(Beginning of Study material)
PR #168, opened 2019-10-18
Add GDocs support and refactor options

mshvern:
### Problem

1. Google docs groups lines in a weird way where the next line is a nextSibling of a DIV. Rikaikun does not acknowledge divs as inline elements, therefore it doesn't scan the next line for the continuation of the phrase.

2. Options code is outdated and needs refactoring. The function responsible for saving the options has a TODO.

### Solution

1. Add a `Compatibility` section to the settings page, under which we include Google Docs support, which is essentially adding `DIV` into the list of inline elements (UGLY, but `false` by default and entirely optional)

2. Refactor the code in options.js and background.js to allow for an easier way to introduce an option.

### Proof

New settings section:
image

Results with the setting **OFF**. 暗くis not recognised and we're suggested a singular kanji.
image
 
Results with the setting **ON**. 暗くis recognised and we're suggested the full word.
image

### DIFF
--- a/background.js
+++ b/background.js
@@ -69,6 +69,7 @@ var optionsList = [
 	"textboxhl",
 	"ttsEnabled",
 	"showOnKey",
+	"inlineDivs"
 ];
 
 /** Get option data from cloud and initialize into memory. */
@@ -118,6 +119,7 @@ function initializeConfigFromCloudOrLocalStorageOrDefaults(cloudStorage) {
 	initConfig('showOnKey', '');
 	initConfig('textboxhl', false);
 	initConfig('ttsEnabled', false);
+	initConfig('inlineDivs', false);
 
 	/**
 	 * Set kanjiInfo option values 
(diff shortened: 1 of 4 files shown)


melink14:
Highlevel thoughts before doing a thorough review:

Is there a more general way to solve this problem that works everywhere? I'm reluctant to add a 'hacks' section to options.

To be clear, the only thing you changed in options was to use rcxMain option directly. That seems better but there are some other open issues to do a larger refactor!

mshvern:
> Is there a more general way to solve this problem that works everywhere? I'm reluctant to add a 'hacks' section to options.

It would be hard to come up with something general here, google docs is just something I use a lot so I needed something for it. 

> To be clear, the only thing you changed in options was to use rcxMain option directly. That seems better but there are some other open issues to do a larger refactor!

Yes, no functionality change, this is just a straight-up refactor, I believe it does improve readability and reduce lines of code, which would make any other open tickets easier to work on.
(End of Study material)
Could you write out the full data verbatim?

**Reply to the task:**
PR #168, opened 2019-10-18
Add GDocs support and refactor options

mshvern:
### Problem

1. Google docs groups lines in a weird way where the next line is a nextSibling of a DIV. Rikaikun does not acknowledge divs as inline elements, therefore it doesn't scan the next line for the continuation of the phrase.

2. Options code is outdated and needs refactoring. The function responsible for saving the options has a TODO.

### Solution

1. Add a `Compatibility` section to the settings page, under which we include Google Docs support, which is essentially adding `DIV` into the list of inline elements (UGLY, but `false` by default and entirely optional)

2. Refactor the code in options.js and background.js to allow for an easier way to introduce an option.

### Proof

New settings section:
image

Results with the setting **OFF**. 暗くis not recognised and we're suggested a singular kanji.
image
 
Results with the setting **ON**. 暗くis recognised and we're suggested the full word.
image

### DIFF
--- a/background.js
+++ b/background.js
@@ -69,6 +69,7 @@ var optionsList = [
 	"textboxhl",
 	"ttsEnabled",
 	"showOnKey",
+	"inlineDivs"
 ];
 
 /** Get option data from cloud and initialize into memory. */
@@ -118,6 +119,7 @@ function initializeConfigFromCloudOrLocalStorageOrDefaults(cloudStorage) {
 	initConfig('showOnKey', '');
 	initConfig('textboxhl', false);
 	initConfig('ttsEnabled', false);
+	initConfig('inlineDivs', false);
 
 	/**
 	 * Set kanjiInfo option values 
(diff shortened: 1 of 4 files shown)


melink14:
Highlevel thoughts before doing a thorough review:

Is there a more general way to solve this problem that works everywhere? I'm reluctant to add a 'hacks' section to options.

To be clear, the only thing you changed in options was to use rcxMain option directly. That seems better but there are some other open issues to do a larger refactor!

mshvern:
> Is there a more general way to solve this problem that works everywhere? I'm reluctant to add a 'hacks' section to options.

It would be hard to come up with something general here, google docs is just something I use a lot so I needed something for it. 

> To be clear, the only thing you changed in options was to use rcxMain option directly. That seems better but there are some other open issues to do a larger refactor!

Yes, no functionality change, this is just a straight-up refactor, I believe it does improve readability and reduce lines of code, which would make any other open tickets easier to work on.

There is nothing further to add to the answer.